[DATA FOR ANALYSIS Boundary: Start]

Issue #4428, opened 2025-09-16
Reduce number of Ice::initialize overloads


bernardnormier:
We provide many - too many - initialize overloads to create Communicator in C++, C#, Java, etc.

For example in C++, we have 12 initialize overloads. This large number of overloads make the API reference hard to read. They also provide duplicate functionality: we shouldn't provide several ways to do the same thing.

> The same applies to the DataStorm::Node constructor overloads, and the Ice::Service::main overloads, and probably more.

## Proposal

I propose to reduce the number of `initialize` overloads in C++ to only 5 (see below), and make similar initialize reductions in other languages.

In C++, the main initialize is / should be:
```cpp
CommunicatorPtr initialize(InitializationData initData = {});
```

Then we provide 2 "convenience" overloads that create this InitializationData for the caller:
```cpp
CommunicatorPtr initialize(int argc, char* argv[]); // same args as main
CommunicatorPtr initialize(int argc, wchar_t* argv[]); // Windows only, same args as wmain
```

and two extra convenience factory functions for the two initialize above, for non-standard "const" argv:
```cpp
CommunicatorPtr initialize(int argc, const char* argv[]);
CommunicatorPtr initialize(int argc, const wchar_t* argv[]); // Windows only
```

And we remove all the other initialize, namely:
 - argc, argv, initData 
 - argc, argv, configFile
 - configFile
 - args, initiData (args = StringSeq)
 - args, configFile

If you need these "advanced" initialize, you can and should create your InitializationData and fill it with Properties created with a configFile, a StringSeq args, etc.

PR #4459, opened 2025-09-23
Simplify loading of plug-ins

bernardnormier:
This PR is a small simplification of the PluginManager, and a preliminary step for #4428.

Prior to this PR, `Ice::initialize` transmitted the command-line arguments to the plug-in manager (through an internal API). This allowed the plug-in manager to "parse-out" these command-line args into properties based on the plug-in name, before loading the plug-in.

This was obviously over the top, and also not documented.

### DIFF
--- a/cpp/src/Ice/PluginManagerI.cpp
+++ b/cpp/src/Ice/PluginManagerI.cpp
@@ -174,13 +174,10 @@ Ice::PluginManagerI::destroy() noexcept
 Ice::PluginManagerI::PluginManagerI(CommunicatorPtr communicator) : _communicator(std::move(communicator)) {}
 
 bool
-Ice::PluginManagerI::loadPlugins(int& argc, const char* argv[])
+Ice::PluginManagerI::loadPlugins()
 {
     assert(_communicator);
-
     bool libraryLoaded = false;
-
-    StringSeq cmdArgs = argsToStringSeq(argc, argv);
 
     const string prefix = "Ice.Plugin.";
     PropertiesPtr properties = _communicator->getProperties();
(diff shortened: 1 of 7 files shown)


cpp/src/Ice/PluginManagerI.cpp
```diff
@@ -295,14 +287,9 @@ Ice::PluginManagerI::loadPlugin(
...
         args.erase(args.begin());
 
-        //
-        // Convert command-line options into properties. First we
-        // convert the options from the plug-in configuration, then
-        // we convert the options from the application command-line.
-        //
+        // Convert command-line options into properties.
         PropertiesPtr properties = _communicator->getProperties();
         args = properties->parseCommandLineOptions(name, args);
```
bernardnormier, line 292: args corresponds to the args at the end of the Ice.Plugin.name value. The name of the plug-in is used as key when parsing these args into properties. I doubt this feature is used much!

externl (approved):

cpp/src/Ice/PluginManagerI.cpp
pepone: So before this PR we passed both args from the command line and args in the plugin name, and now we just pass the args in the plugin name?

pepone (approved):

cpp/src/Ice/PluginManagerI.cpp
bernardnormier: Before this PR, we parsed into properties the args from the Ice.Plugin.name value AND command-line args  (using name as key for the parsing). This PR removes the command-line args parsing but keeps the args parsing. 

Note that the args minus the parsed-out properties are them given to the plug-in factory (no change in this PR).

[DATA FOR ANALYSIS Boundary: End]

Reproduce only the lines above, starting at the line with "If you need" and ending at the line with "-Ice::PluginManagerI::loadPlugins(int& argc, const", exactly as written.

If you need these "advanced" initialize, you can and should create your InitializationData and fill it with Properties created with a configFile, a StringSeq args, etc.

PR #4459, opened 2025-09-23
Simplify loading of plug-ins

bernardnormier:
This PR is a small simplification of the PluginManager, and a preliminary step for #4428.

Prior to this PR, `Ice::initialize` transmitted the command-line arguments to the plug-in manager (through an internal API). This allowed the plug-in manager to "parse-out" these command-line args into properties based on the plug-in name, before loading the plug-in.

This was obviously over the top, and also not documented.

### DIFF
--- a/cpp/src/Ice/PluginManagerI.cpp
+++ b/cpp/src/Ice/PluginManagerI.cpp
@@ -174,13 +174,10 @@ Ice::PluginManagerI::destroy() noexcept
 Ice::PluginManagerI::PluginManagerI(CommunicatorPtr communicator) : _communicator(std::move(communicator)) {}
 
 bool
-Ice::PluginManagerI::loadPlugins(int& argc, const char* argv[])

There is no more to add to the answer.